▸ **TASK BRIEF**
Your answer must be every line of the data that holds the string "needs".

▸ **Collection entries**
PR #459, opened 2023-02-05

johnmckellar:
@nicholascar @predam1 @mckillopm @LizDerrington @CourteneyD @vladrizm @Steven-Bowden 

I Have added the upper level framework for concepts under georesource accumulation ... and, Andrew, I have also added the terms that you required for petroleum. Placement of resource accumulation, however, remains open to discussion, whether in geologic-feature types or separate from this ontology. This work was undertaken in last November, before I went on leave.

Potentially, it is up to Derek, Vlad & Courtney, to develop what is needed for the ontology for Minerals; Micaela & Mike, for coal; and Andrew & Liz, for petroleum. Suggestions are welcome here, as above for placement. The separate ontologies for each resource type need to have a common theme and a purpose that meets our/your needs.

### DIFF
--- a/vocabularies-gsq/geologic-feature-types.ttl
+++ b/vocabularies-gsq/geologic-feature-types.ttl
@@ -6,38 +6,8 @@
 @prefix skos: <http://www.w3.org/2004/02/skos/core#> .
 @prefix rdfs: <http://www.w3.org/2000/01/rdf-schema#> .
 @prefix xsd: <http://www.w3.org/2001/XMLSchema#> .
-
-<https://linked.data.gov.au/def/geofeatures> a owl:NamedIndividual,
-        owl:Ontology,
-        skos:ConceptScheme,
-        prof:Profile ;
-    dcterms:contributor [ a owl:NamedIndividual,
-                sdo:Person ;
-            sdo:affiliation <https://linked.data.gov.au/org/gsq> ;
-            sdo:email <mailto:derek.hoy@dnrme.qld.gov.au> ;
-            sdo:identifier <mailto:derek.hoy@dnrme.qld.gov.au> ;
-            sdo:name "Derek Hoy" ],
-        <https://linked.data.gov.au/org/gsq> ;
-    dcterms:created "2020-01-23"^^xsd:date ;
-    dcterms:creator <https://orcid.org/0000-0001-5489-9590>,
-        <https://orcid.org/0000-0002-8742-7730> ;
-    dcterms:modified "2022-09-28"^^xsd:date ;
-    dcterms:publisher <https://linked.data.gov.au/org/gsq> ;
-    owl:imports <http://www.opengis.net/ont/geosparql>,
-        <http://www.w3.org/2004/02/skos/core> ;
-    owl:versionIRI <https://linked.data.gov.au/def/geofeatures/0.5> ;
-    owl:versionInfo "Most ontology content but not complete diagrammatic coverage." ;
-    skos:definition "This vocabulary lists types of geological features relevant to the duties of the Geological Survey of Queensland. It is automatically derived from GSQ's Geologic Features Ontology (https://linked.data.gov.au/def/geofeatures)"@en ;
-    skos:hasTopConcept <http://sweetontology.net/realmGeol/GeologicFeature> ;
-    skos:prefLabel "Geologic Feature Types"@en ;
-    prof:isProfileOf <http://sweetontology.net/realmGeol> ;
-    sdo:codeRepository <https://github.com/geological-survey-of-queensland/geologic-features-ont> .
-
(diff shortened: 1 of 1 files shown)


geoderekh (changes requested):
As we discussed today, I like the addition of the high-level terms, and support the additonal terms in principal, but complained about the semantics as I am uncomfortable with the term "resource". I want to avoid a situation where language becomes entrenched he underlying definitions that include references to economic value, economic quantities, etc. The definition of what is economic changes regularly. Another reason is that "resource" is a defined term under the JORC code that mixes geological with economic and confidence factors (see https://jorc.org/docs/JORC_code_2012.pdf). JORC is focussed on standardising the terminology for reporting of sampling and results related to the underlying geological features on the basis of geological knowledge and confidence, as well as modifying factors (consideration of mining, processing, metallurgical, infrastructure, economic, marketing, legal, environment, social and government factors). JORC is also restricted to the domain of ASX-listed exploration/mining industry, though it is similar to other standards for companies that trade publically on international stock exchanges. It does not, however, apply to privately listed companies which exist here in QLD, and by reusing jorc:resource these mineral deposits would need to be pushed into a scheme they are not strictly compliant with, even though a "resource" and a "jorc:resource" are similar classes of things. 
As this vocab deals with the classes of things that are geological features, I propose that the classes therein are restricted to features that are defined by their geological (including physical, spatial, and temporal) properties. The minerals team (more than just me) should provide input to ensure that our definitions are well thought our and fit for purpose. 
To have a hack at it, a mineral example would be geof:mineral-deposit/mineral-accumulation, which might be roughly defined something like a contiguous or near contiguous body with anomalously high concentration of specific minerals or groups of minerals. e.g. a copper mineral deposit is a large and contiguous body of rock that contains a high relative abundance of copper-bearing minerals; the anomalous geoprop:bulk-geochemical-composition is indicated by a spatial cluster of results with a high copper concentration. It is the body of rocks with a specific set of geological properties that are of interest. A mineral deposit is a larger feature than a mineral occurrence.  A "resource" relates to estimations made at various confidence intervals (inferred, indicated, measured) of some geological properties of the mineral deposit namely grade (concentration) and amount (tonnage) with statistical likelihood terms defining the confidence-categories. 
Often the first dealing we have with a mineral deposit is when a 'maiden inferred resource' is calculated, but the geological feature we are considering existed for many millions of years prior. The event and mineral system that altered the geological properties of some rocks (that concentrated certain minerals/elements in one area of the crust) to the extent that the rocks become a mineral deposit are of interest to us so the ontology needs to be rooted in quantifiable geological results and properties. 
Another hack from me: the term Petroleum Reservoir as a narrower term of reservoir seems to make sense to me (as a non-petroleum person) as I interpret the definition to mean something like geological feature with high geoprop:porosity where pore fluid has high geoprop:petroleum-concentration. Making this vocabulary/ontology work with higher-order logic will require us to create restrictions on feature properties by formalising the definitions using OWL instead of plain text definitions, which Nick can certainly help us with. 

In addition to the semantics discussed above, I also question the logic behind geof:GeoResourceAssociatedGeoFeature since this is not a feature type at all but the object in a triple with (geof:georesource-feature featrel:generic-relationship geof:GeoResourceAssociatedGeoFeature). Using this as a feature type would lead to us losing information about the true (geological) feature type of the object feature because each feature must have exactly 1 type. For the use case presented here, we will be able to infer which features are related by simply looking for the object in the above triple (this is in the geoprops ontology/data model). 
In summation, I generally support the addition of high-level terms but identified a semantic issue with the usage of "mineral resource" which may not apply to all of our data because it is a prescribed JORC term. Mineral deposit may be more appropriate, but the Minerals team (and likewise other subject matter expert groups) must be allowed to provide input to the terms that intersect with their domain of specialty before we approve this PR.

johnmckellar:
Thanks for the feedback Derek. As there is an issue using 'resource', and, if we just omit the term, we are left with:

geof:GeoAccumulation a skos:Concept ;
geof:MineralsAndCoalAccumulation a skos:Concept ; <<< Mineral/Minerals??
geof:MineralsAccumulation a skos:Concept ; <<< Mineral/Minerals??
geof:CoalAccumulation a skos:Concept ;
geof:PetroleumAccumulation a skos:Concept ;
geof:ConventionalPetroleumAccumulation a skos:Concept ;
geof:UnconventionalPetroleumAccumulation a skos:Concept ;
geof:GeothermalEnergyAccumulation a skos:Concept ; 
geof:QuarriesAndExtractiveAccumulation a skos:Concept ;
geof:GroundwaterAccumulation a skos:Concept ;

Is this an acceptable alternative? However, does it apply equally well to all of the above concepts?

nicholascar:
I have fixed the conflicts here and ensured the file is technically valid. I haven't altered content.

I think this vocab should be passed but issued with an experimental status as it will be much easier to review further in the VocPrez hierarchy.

▸ **YOUR SOLUTION**
Potentially, it is up to Derek, Vlad & Courtney, to develop what is needed for the ontology for Minerals; Micaela & Mike, for coal; and Andrew & Liz, for petroleum. Suggestions are welcome here, as above for placement. The separate ontologies for each resource type need to have a common theme and a purpose that meets our/your needs.
Often the first dealing we have with a mineral deposit is when a 'maiden inferred resource' is calculated, but the geological feature we are considering existed for many millions of years prior. The event and mineral system that altered the geological properties of some rocks (that concentrated certain minerals/elements in one area of the crust) to the extent that the rocks become a mineral deposit are of interest to us so the ontology needs to be rooted in quantifiable geological results and properties. 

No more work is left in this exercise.